_Activity_:
Repeat the entries exactly as they appear.

_Data listing_:
PR #4391, opened 2020-06-15
Fix/no anonymous functions2

### LINKED ISSUE #4369: Make anonymous function components named

redallen:
**What**: Write eslint rule to enforce adding display names and add `displayName`s to 411 components missing them. Closes #4369

**Additional issues**: In favor of #4388

### DIFF
--- a/packages/eslint-plugin-patternfly-react/lib/rules/no-anonymous-functions.js
+++ b/packages/eslint-plugin-patternfly-react/lib/rules/no-anonymous-functions.js
@@ -3,7 +3,7 @@ module.exports = {
   meta: {
     docs: {
       description:
-        "Don't use anonmous functions without a displayName so Enzyme and React devtools show component name",
+        "Don't use arrow functions or classes without a displayName so Enzyme and React devtools show component name",
       category: 'Possible Errors',
       recommended: false
     },
--- a/packages/eslint-plugin-patternfly-react/lib/rules/no-anonymous-functions.js
+++ b/packages/eslint-plugin-patternfly-react/lib/rules/no-anonymous-functions.js
@@ -1,0 +1,82 @@
+// https://astexplorer.net/#/gist/60c119aa79dab3a3e438cc762d21490f/e2cdd0547688a64eff1d8964156cfd8fce55d21d
+module.exports = {
+  meta: {
+    docs: {
+      description:
+        "Don't use anonmous functions without a displayName so Enzyme and React devtools show component name",
+      category: 'Possible Errors',
+      recommended: false
+    },
+    fixable: 'code',
+    schema: [
+      {
+        type: 'object',
+        properties: {},
+        additionalProperties: true
+      }
+    ]
+  },
+  create(context) {
+    return {
+      ExportNamedDeclaration(node) {
+        if (!node.declaration) {
+          return;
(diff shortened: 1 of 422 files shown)


packages/eslint-plugin-patternfly-react/lib/rules/no-anonymous-functions.js
```diff
@@ -0,0 +1,82 @@
+// https://astexplorer.net/#/gist/60c119aa79dab3a3e438cc762d21490f/e2cdd0547688a64eff1d8964156cfd8fce55d21d
+module.exports = {
+  meta: {
+    docs: {
+      description:
+        "Don't use anonmous functions without a displayName so Enzyme and React devtools show component name",
```
jschuler, line 6:
```suggestion
        "Don't use arrow functions or classes without a displayName so Enzyme and React devtools show component name",
```

jschuler: Awesome, our docs now also show the component name in react dev tools, and the snapshots as well!

PR #5236, opened 2020-12-09
Fix/focus trap dep

### LINKED ISSUE #4421: Select - FocusTrap issue causes scrollable menu to jump
reported by a user is with checkbox selects (where the pf-c-select__menu-item element is label.pf-c-check), if you set a maxHeight on the select that is shorter than the select menu (so that the menu scrolls), and you scroll down in the menu a bit, if you click anywhere in the item that is not the <input type="checkbox">, the scroll position in the menu is reset and you're taken to the top of the menu. Clicking on the checkbox seems to work fine.

image

FocusTrap has a fix in the works but it has not yet been released. [FocusTrap issue #104](https://github.com/davidtheclark/focus-trap/issues/104)
@redallen was made a co-maintainer of FocusTrap to get the fixed released.

redallen:
**What**: Closes #4421

**Additional issues**:

### DIFF
--- a/packages/react-core/package.json
+++ b/packages/react-core/package.json
@@ -38,7 +38,7 @@
     "@patternfly/react-icons": "^4.7.21",
     "@patternfly/react-styles": "^4.7.20",
     "@patternfly/react-tokens": "^4.9.21",
-    "focus-trap": "4.0.2",
+    "@patternfly/focus-trap": "^4.0.0",
     "react-dropzone": "9.0.0",
     "tippy.js": "5.1.2",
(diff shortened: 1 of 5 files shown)


nicolethoen (approved):

jschuler:
Nice, should we fix it in this PR or as a followup? There are more components (like the Popover) that can benefit from this.

redallen:
@jschuler A followup issue would be great since I don't know which components those are.

jschuler (approved):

_Solution_:
PR #4391, opened 2020-06-15
Fix/no anonymous functions2

### LINKED ISSUE #4369: Make anonymous function components named

redallen:
**What**: Write eslint rule to enforce adding display names and add `displayName`s to 411 components missing them. Closes #4369

**Additional issues**: In favor of #4388

### DIFF
--- a/packages/eslint-plugin-patternfly-react/lib/rules/no-anonymous-functions.js
+++ b/packages/eslint-plugin-patternfly-react/lib/rules/no-anonymous-functions.js
@@ -3,7 +3,7 @@ module.exports = {
   meta: {
     docs: {
       description:
-        "Don't use anonmous functions without a displayName so Enzyme and React devtools show component name",
+        "Don't use arrow functions or classes without a displayName so Enzyme and React devtools show component name",
       category: 'Possible Errors',
       recommended: false
     },
--- a/packages/eslint-plugin-patternfly-react/lib/rules/no-anonymous-functions.js
+++ b/packages/eslint-plugin-patternfly-react/lib/rules/no-anonymous-functions.js
@@ -1,0 +1,82 @@
+// https://astexplorer.net/#/gist/60c119aa79dab3a3e438cc762d21490f/e2cdd0547688a64eff1d8964156cfd8fce55d21d
+module.exports = {
+  meta: {
+    docs: {
+      description:
+        "Don't use anonmous functions without a displayName so Enzyme and React devtools show component name",
+      category: 'Possible Errors',
+      recommended: false
+    },
+    fixable: 'code',
+    schema: [
+      {
+        type: 'object',
+        properties: {},
+        additionalProperties: true
+      }
+    ]
+  },
+  create(context) {
+    return {
+      ExportNamedDeclaration(node) {
+        if (!node.declaration) {
+          return;
(diff shortened: 1 of 422 files shown)


packages/eslint-plugin-patternfly-react/lib/rules/no-anonymous-functions.js
```diff
@@ -0,0 +1,82 @@
+// https://astexplorer.net/#/gist/60c119aa79dab3a3e438cc762d21490f/e2cdd0547688a64eff1d8964156cfd8fce55d21d
+module.exports = {
+  meta: {
+    docs: {
+      description:
+        "Don't use anonmous functions without a displayName so Enzyme and React devtools show component name",
```
jschuler, line 6:
```suggestion
        "Don't use arrow functions or classes without a displayName so Enzyme and React devtools show component name",
```

jschuler: Awesome, our docs now also show the component name in react dev tools, and the snapshots as well!

PR #5236, opened 2020-12-09
Fix/focus trap dep

### LINKED ISSUE #4421: Select - FocusTrap issue causes scrollable menu to jump
reported by a user is with checkbox selects (where the pf-c-select__menu-item element is label.pf-c-check), if you set a maxHeight on the select that is shorter than the select menu (so that the menu scrolls), and you scroll down in the menu a bit, if you click anywhere in the item that is not the <input type="checkbox">, the scroll position in the menu is reset and you're taken to the top of the menu. Clicking on the checkbox seems to work fine.

image

FocusTrap has a fix in the works but it has not yet been released. [FocusTrap issue #104](https://github.com/davidtheclark/focus-trap/issues/104)
@redallen was made a co-maintainer of FocusTrap to get the fixed released.

redallen:
**What**: Closes #4421

**Additional issues**:

### DIFF
--- a/packages/react-core/package.json
+++ b/packages/react-core/package.json
@@ -38,7 +38,7 @@
     "@patternfly/react-icons": "^4.7.21",
     "@patternfly/react-styles": "^4.7.20",
     "@patternfly/react-tokens": "^4.9.21",
-    "focus-trap": "4.0.2",
+    "@patternfly/focus-trap": "^4.0.0",
     "react-dropzone": "9.0.0",
     "tippy.js": "5.1.2",
(diff shortened: 1 of 5 files shown)


nicolethoen (approved):

jschuler:
Nice, should we fix it in this PR or as a followup? There are more components (like the Popover) that can benefit from this.

redallen:
@jschuler A followup issue would be great since I don't know which components those are.

jschuler (approved):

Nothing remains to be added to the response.